BMC Genomics (May 2008)
Uncovering rate variation of lateral gene transfer during bacterial genome evolution
Abstract
Abstract Background Large scale genome arrangement, such as whole gene insertion/deletion, plays an important role in bacterial genome evolution. Various methods have been employed to study the dynamic process of gene insertions and deletions, such as parsimony methods and maximum likelihood methods. Previous maximum likelihood studies have assumed that the rate of gene insertions/deletions is constant over different genes. This assumption is unrealistic. For instance, it has been shown that informational genes are less likely to be laterally transferred than non-informational genes. However, how much of the variation in gene transfer rates is due to the difference between informational genes and non-informational genes is unclear. In this study, a Γ-distribution was incorporated in the likelihood estimation by considering rate variation for gene insertions/deletions between genes.
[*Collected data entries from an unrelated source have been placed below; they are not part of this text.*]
PR #134, opened 2025-02-20
Add logger for PZ

chjuncn:
add logger for PZ
1. When verbose=True, we save all logs to log_file and print them on  console; This can be adjusted later.
2. when verbose=False, we only save ERROR+ log to file and print ERROR+.

I just add logging to somewhere I think might be important for the execution, we always can add/remove for more or less.

Also I might update the logging message based on my later annotation work. But this PR should setup the logging mechanism for now.

## Future improvements
1. We can consider use verbose_level instead of true/false to control logging
2. When we consider to scale PZ, logging service is necessary so that it won't block the program.


src/palimpzest/query/optimizer/rules.py
```diff
@@ -237,6 +254,8 @@ def substitute(cls, logical_expression: LogicalExpression, **physical_op_params)
             generated_fields=logical_expression.generated_fields,
             group_id=logical_expression.group_id,
         )
```
mdr223, line 256: should we also do the `deduped_physical_expressions` pattern that is used below here?

src/palimpzest/query/optimizer/rules.py
```diff
@@ -325,6 +349,8 @@ def substitute(cls, logical_expression: LogicalExpression, **physical_op_params)
             )
             physical_expressions.append(expression)
```
mdr223, line 351: should we also do the `deduped_physical_expressions` pattern that is used below here?

src/palimpzest/query/processor/nosentinel_processor.py
```diff
@@ -215,6 +223,9 @@ def execute_plan(self, plan: PhysicalPlan, num_samples: int | float = float("inf
             if self.progress_manager:
                 self.progress_manager.finish()
 
+        logger.info(f"Done executing plan: {plan}")
+        logger.debug(f"Output records: {output_records}")
+        logger.debug(f"Plan stats: {plan_stats}")
```
mdr223, line 228: Same comment here as before re: selectively logging `plan_stats`; I also think you might have a similar issue with `output_records` if the list is very large.

src/palimpzest/query/processor/nosentinel_processor.py
```diff
@@ -404,6 +418,9 @@ def execute_plan(self, plan: PhysicalPlan, num_samples: int | float = float("inf
...
```
mdr223, line 423: Same comment here as above re: `plan_stats` and `output_records`

src/palimpzest/query/processor/query_processor.py
```diff
@@ -172,6 +178,10 @@ def execute_plans(
             if plan.plan_id == max_quality_plan_id:
                 return_records = records
 
+        logger.info(f"Done executing plans: {plans}")
+        logger.debug(f"All sample execution data: {all_sample_execution_data}")
+        logger.debug(f"Return records: {return_records}")
+        logger.debug(f"All plan stats: {all_plan_stats}")
```
mdr223, line 184: Same comment here as before re:
- `all_sample_execution_data`
- `return_records`
- `all_plan_stats`

mdr223 (changes requested):
Overall, this is a great addition to PZ!

I left a few comments, some of them are minor nits, but some I think should be addressed in instances where we may spam the logs with massive data dumps.

src/palimpzest/tools/logger.py
```diff
@@ -0,0 +1,101 @@
...
+            "timestamp": self.formatTime(record),
+            "level": record.levelname,
+            "logger": record.name,
+            "message": record.getMessage(),
+        }
+
+        # Add extra fields if they exist (for metrics/stats)
+        if hasattr(record, "stats"):
+            log_data["stats"] = record.stats
+        if record.exc_info:
```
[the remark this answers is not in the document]
chjuncn: good catch! fixed.

src/palimpzest/query/execution/parallel_execution_strategy.py
```diff
@@ -207,8 +208,10 @@ def execute_plan(self, plan: PhysicalPlan, num_samples: int | float = float("inf
                 # self.datadir.close_cache(operator.target_cache_id)
                 pass
 
+        logger.info(f"Completed execution of plan {plan.plan_id} in {time.time() - plan_start_time:.2f} seconds")
         # finalize plan stats
         total_plan_time = time.time() - plan_start_time
         plan_stats.finalize(total_plan_time)
+        logger.debug(f"Plan execution stats: {plan_stats}")
```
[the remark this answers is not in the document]
chjuncn: plan_stats maybe is too much. I'm not 100% sure what information I need for now, I'll use your suggestion and adjust later if I need more info for the annotation tool. :)

src/palimpzest/query/execution/single_threaded_execution_strategy.py
```diff
@@ -129,6 +134,9 @@ def execute_plan(self, plan: PhysicalPlan, num_samples: int | float = float("inf
         total_plan_time = time.time() - plan_start_time
         plan_stats.finalize(total_plan_time)
 
+        logger.info(f"Completed execution of plan {plan.plan_id} in {time.time() - plan_start_time:.2f} seconds")
+        logger.debug(f"Plan execution stats: {plan_stats}")
```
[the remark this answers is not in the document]
chjuncn: done

src/palimpzest/query/processor/query_processor.py
chjuncn: I change them to numbers, and will adjust in following PRs based on the need.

This makes it possible to address whether a difference between informational genes and non-informational genes is the main contributor to rate variation of lateral gene transfers. Results The results show that models incorporating rate variation fit the data better than do constant rate models in many phylogenetic groups. Even though informational genes are less likely to be laterally transferred than non-informational genes, the degree of rate variation for insertions/deletions did not change dramatically and remained high even when informational genes were excluded from the study. This suggests that the variation in rate of insertions/deletions is not due mainly to the simple difference between informational genes and non-informational genes. Among genes that are not classified as informational and among the informational genes themselves, there are still large differences in the rates that these genes are inserted and deleted. Conclusion While the difference in informational gene rates contributes to rate variation, it is only a small fraction of the variation present; instead, a substantial amount of rate variation for insertions/deletions remains among both informational genes and among non-informational genes.